When a line in the material contains the word "double", copy it.

» **SOURCE DATA**:
^^^^

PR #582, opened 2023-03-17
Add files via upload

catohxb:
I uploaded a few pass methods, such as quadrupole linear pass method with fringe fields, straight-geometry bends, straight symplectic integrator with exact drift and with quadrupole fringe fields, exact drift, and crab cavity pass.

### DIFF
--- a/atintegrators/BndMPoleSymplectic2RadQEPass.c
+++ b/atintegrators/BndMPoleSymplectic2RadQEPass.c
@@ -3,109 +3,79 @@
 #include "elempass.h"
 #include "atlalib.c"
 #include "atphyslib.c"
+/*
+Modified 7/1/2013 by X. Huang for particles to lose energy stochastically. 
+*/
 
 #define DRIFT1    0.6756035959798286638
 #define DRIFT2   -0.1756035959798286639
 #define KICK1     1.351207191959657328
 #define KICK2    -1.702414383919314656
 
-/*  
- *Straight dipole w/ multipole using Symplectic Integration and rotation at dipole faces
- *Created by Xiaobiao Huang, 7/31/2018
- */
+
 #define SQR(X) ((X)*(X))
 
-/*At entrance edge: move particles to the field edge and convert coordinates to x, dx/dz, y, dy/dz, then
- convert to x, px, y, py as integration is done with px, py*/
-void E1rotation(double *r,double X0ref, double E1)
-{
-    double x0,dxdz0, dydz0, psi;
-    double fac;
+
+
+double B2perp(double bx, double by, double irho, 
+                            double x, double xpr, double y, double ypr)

^^^^

» **SOLUTION TO THE EXERCISE**:
-void E1rotation(double *r,double X0ref, double E1)
-    double x0,dxdz0, dydz0, psi;
-    double fac;
+double B2perp(double bx, double by, double irho, 
+                            double x, double xpr, double y, double ypr)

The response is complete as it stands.